It's Beginning to Look A Lot Like Fun*Run Time

It's ALREADY that time of year again: The ADAPT Fun*Run for Disability Rights is April 22nd 2012. Maryland's fundraising goal is $8,000 this year. Yes, that's right, $8,000

Donate $1! Donate $10! Donate $100! Donate $1,000! JUST DONATE so we can FREE OUR PEOPLE! I thank you very much for your support!

Wednesday, June 25, 2008

Powerchair: A Very Dichotomous Piece of Equipment

I was just writing an email to someone that ended up taking on a life of it's own. They tend to do that a lot... Here's part of it.

Here are all the reasons I hate my powerchair (linked to accompanying previous posts where applicable):

People in wheelchairs get fat, and I can't get fat. That's been made perfectly clear by quite a few people including my own mother.

If I don't walk I won't be able to walk, plain and simple (see post linked to above). Then there's a very good chance that I'll need a PCA, and it's not bad that people have them, it's just that I imagine going from never needing one to needing one would be quite an adjustment. I've learned too much by hanging around here so much. I've learned that full time chair users have to worry about pressure sores and have a much higher likelihood of osteoporosis. I refuse to break bones by accident. Pretty scared of breaking my hip. It hurt enough the first time (on purpose). Not looking for a repeat. It's the worse pain I've ever felt in my life and I have a crazy high tolerance.

I've been told to take it to the main part of campus and then dump it somewhere and walk. Like I didn't already know that. In case you don't know, scooters have keys, powerchairs just have buttons. I can't figure out somewhere where I won't be paranoid someone will steal it, and for that matter, break it more then I already have. I suck at steering. Insurance won't pay for 2 chairs in one year, so when I finally order the power assist, this one better last.

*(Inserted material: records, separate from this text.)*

PR #1974, opened 2023-10-04
basic API test suite

ellraiser:
Initial commit of a basic test framework, see readme.md in /testing for more

Most modules are covered with basic unit tests, and there's an example test for a graphics draw (rectangle) and object (File) - for object tests doing more scenario based so we can check multiple things together, if style is fine will carry on working through the other graphics methods + object types (which is the bulk of the work tbh)


testing/classes/TestMethod.lua
```diff
@@ -0,0 +1,359 @@
...
+    self.testmodule:log(
+      self.testmodule.colors[self.result.result],
+      '  ' .. tested .. matching,
+      ' ==> ' .. self.result.result .. ' - ' .. endtime .. 'ms ' ..
+      self.result.total .. msg
+    )
+  end
+
+
+}
```
slime73, line 359: git likes it if you have a newline at the end of files

testing/classes/TestSuite.lua
```diff
@@ -0,0 +1,159 @@
...
+  end,
+
+
+  -- @method - TestSuite:printResult()
+  -- @desc - prints the result of the whole test suite as well as writes
+  --         the XML + HTML of the testsuite output
+  -- @return {nil}
+  printResult = function(self)
+    local finaltime = tostring(math.floor(self.time*1000))
+    if string.len(finaltime) == 1 then finaltime = '   ' .. finaltime end
```
slime73, line 128: `#finaltime` is generally more idiomatic than `string.len(finaltime)`

testing/tests/audio.lua
```diff
@@ -0,0 +1,296 @@
...
+  })
+  test:assertEquals(1, #love.audio.getActiveEffects(), 'check 1 effect running')
+  test:assertEquals('testeffect', love.audio.getActiveEffects()[1], 'check effect details')
+end
+
+
+-- love.audio.getActiveSourceCount
+love.test.audio.getActiveSourceCount = function(test)
+  -- tests
+  test:assertNotEquals(nil, love.audio.getActiveSourceCount(), 'check not nil')
```
slime73, line 21: I think the `assertEquals` below (and in many other tests) already covers situations where the function returns nil.

testing/tests/audio.lua
```diff
@@ -0,0 +1,296 @@
...
+  test:assertEquals(0, love.audio.getActiveSourceCount(), 'check 0 by default')
+  local testsource = love.audio.newSource('resources/click.ogg', 'static')
+  test:assertEquals(0, love.audio.getActiveSourceCount(), 'check not active')
+  love.audio.play(testsource)
+  test:assertEquals(1, love.audio.getActiveSourceCount(), 'check now active')
+  love.audio.pause()
+  testsource:release()
```
slime73, line 28: It'd be nice to avoid having to use `object:release()` in every test that uses an object. If you `collectgarbage("collect")` between every test does it significantly increase the time it takes for all tests to run? If not I think I'd prefer something like that instead of having release() inside tests.

testing/tests/window.lua
```diff
@@ -0,0 +1,336 @@
...
+love.test.window.getDPIScale = function(test)
+  test:assertNotEquals(nil, test, 'check not nil')
+end
+
+
+-- love.window.getDesktopDimensions
+-- @NOTE dependent on hardware so best can do is not nil
+love.test.window.getDesktopDimensions = function(test)
+  local w, h = love.window.getDesktopDimensions()
+  test:assertNotEquals(nil, w, 'check not nil')
```
slime73, line 35: It might be nice to have a helper function like `assertNotNil` so we don't have to write or copy/paste the 'check not nil' string everywhere

slime73:
I think the place I'd expect to have object tests is inside the file for the module that owns the object, e.g. `Transform` and `RandomGenerator` tests would be in `math.lua` rather than `objects.lua`. That'd more closely match where the object code lives in love's codebase and where the documentation for those objects lives in the wiki.

ellraiser:
Sure! Can do that - do you still want them accessible under the love.test.objects "module" or would you prefer having them directly under the module, i.e. love.test.graphics.Rasterizer()?

slime73:
Directly under the module like `love.test.graphics.Texture.getDimensions` probably makes sense, although that's a bit wordy

testing/tests/audio.lua
```diff
@@ -0,0 +1,446 @@
...
+love.test.audio.Source = function(test)
+  -- create stereo source
+  local stereo = love.audio.newSource('resources/click.ogg', 'static')
+  test:assertObject(stereo)
+  -- check stereo props
+  test:assertEquals(2, stereo:getChannelCount(), 'check stereo src')
+  test:assertEquals(66, math.floor(stereo:getDuration("seconds")*1000), 'check stereo seconds')
+  test:assertNotNil(stereo:getFreeBufferCount())
+  test:assertEquals('static', stereo:getType(), 'check stereo type')
+  -- check cloning a stereo
```
slime73, line 60: Can each section like this have an empty line before it? Things are super compressed in the test code right now, which makes it hard to read

testing/tests/physics.lua
```diff
@@ -0,0 +1,685 @@
...
+  shape1:setFriction(1)
+  test:assertEquals(1, shape1:getFriction(), 'check set friction')
+  test:assertEquals(0, shape1:getRestitution(), 'check def restitution')
+  shape1:setRestitution(0.5)
+  test:assertEquals(5, math.floor(shape1:getRestitution()*10), 'check set restitution')
+  -- check points
+  local shape2 = love.physics.newRectangleShape(body1, 5, 5, 10, 10)
+  tlx, tly, brx, bry = shape2:getBoundingBox(1)
+  test:assertEquals(true, shape2:testPoint(5, 5), 'check point 5,5')
+  test:assertEquals(true, shape2:testPoint(15, 15, 10, 10, 0), 'check point 15,15 after translate 10,10')
```
slime73, line 318: Aside from my recent testPoint return value fix, I think the parameters here might not be right. As per the wiki page, the parameter order is (translateX, translateY, transformAngleRadians, pointX, pointY)`. So it's checking point (10, 0) after translating by (15, 15) and rotating by 10 radians, which seems wrong.

testing/tests/physics.lua
```diff
@@ -0,0 +1,685 @@
...
+  test:assertEquals(111, math.floor(mass), 'check mass at 1000 density')
+  test:assertEquals(7407, math.floor(inertia), 'check intertia at 1000 density')
+  test:assertEquals(2, math.floor(shape1:getFriction()*10), 'check def friction')
+  shape1:setFriction(1)
+  test:assertEquals(1, shape1:getFriction(), 'check set friction')
+  test:assertEquals(0, shape1:getRestitution(), 'check def restitution')
+  shape1:setRestitution(0.5)
+  test:assertEquals(5, math.floor(shape1:getRestitution()*10), 'check set restitution')
+  -- check points
+  local shape2 = love.physics.newRectangleShape(body1, 5, 5, 10, 10)
```
slime73, line 315: Should this be reusing the dynamic body, considering it's testing a world point below?

testing/tests/physics.lua
```diff
@@ -0,0 +1,685 @@
...
+
+-- love.physics.getDistance
+love.test.physics.getDistance = function(test)
+  -- setup two fixtues to check
+  local world = love.physics.newWorld(0, 0, false)
+  local body = love.physics.newBody(world, 10, 10, 'static')
+  local shape1 = love.physics.newEdgeShape(body, 0, 0, 5, 5)
+  local shape2 = love.physics.newEdgeShape(body, 10, 10, 15, 15)
+  -- check distance between them
+  test:assertEquals(647106, math.floor(love.physics.getDistance(shape1, shape2)*100000), 'check distance matches')
```
slime73, line 471: Is there a sort of 'assert number equals with the given tolerance' helper function this could use, instead of having to apply ad hoc tolerance code?

testing/tests/physics.lua
```diff
@@ -0,0 +1,685 @@
...
+  test:assertEquals(0, math.floor(shape1:getRadius()), 'check radius')
+  test:assertEquals('polygon', shape1:getType(), 'check rectangle type')
+  test:assertEquals(0, shape1:getBody():getX(), 'check body link')
+  test:assertEquals(1, shape1:getCategory(), 'check def category')
+  shape1:setCategory(3, 5, 6)
+  local categories = {shape1:getCategory()}
+  test:assertEquals(14, categories[1] + categories[2] + categories[3], 'check set category')
+  test:assertEquals(false, shape1:isSensor(), 'check sensor def')
+  shape1:setSensor(true)
+  test:assertEquals(true, shape1:isSensor(), 'check set sensor')
```
slime73, line 277: `assertTrue` and `assertFalse` convenience methods might be handy

slime73 (changes requested):

testing/tests/physics.lua
pablomayobre: Also I recommend not repeating values when doing these sort of test cases, so that you can easily identify if for example X and Y are swapped for some reason

testing/main.lua
```diff
@@ -0,0 +1,216 @@
...
+-- run test suite logic 
+love.update = function(delta)
+  love.test:runSuite(delta)
+end
+
+
+-- love.draw
+-- draw a little logo to the screen
+love.draw = function()
+  local lw = (love.graphics.getPixelWidth() - 128) / 2
```
slime73, line 176: I think this will draw off-screen when high dpi is used - `love.graphics.getWidth` (and getHeight for the line below) should be used instead

testing/main.lua
```diff
@@ -0,0 +1,216 @@
...
+
+  -- convert args to the cmd to run, modules, method (if any) and disabled
+  local testcmd = '--runAllTests'
+  local module = ''
+  local method = ''
+  local cmderr = 'Invalid flag used'
+  local modules = {
+    'audio', 'data', 'event', 'filesystem', 'font', 'graphics',
+    'image', 'math', 'physics', 'sound', 'system',
+    'thread', 'timer', 'video', 'window'
```
slime73, line 78: love 12 has a new `love.sensor` module. It's all about inputs from hardware sensors so testing actual values won't work probably, but we shouldn't forget about the basics

testing/main.lua
```diff
@@ -0,0 +1,216 @@
...
+      love.graphics.setLineStyle('rough')
+      love.graphics.setLineWidth(1)
+      Logo = {
+        texture = love.graphics.newImage('resources/love.png'),
+        img = nil
+      }
+      Logo.img = love.graphics.newQuad(0, 0, 64, 64, Logo.texture)
+      Font = love.graphics.newFont('resources/font.ttf', 8, 'normal')
+      local txtobj = love.graphics.newTextBatch or love.graphics.newText
+      TextCommand = txtobj(Font, 'Loading...')
```
slime73, line 51: I think these can just be `love.graphics.print` calls inside love.draw instead of needing TextBatch objects

testing/classes/TestSuite.lua
```diff
@@ -0,0 +1,183 @@
...
+  -- @method - TestSuite:runSuite()
+  -- @desc - called in love.update, runs through every method or every module
+  -- @param {number} delta - delta from love.update to track time elapsed
+  -- @return {nil}
+  runSuite = function(self, delta)
+
+      -- stagger between tests
+    if self.module ~= nil then
+
+        if self.module.start == true then
```
slime73, line 63: `if foo == true then` can be simplified to `if foo then` (and `if foo == false then` can be `if not foo then`)

slime73 (approved):
I left a few comments but I don't think any of them need to be addressed before this version is merged. This was a huge amount of effort, thanks so much for taking it on! I like that it's already found several legit bugs in love 12 even while it was being fleshed out.

slime73:
I might have more comments once I start adding to the tests myself, but for now I'll press the big green button and see what happens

Where I generally eat lunch is on the second floor of the building it's in. It's a bitch to get up there with the chair. I go up there for lunch about 3 days a week and I have standing fri night dinner plans there. If I drive the chair to the main campus and then am in essence chained to it (cause someone will steal it) I won't go up there ever. Who wants to eat alone all the time, and people will actually miss me. I also need my 2hr lunches there. They're 2 hours during the day where I can decompress when I'm very stressed. But the chair is huge and it's tight to get it in there, and again, I steer like crap. That and the building is old and the only way to get it up there is by using the service elevator. It makes me feel like I'm a second class citizen. I can't even say anything cause I know enough about the ADA and the rehabilitation act to know it's still legal. That infuriates me. I just can't bring myself to do it that often. I do it once in a blue moon. I'm better then that. I'm a whole person and I'll take the stairs thank you.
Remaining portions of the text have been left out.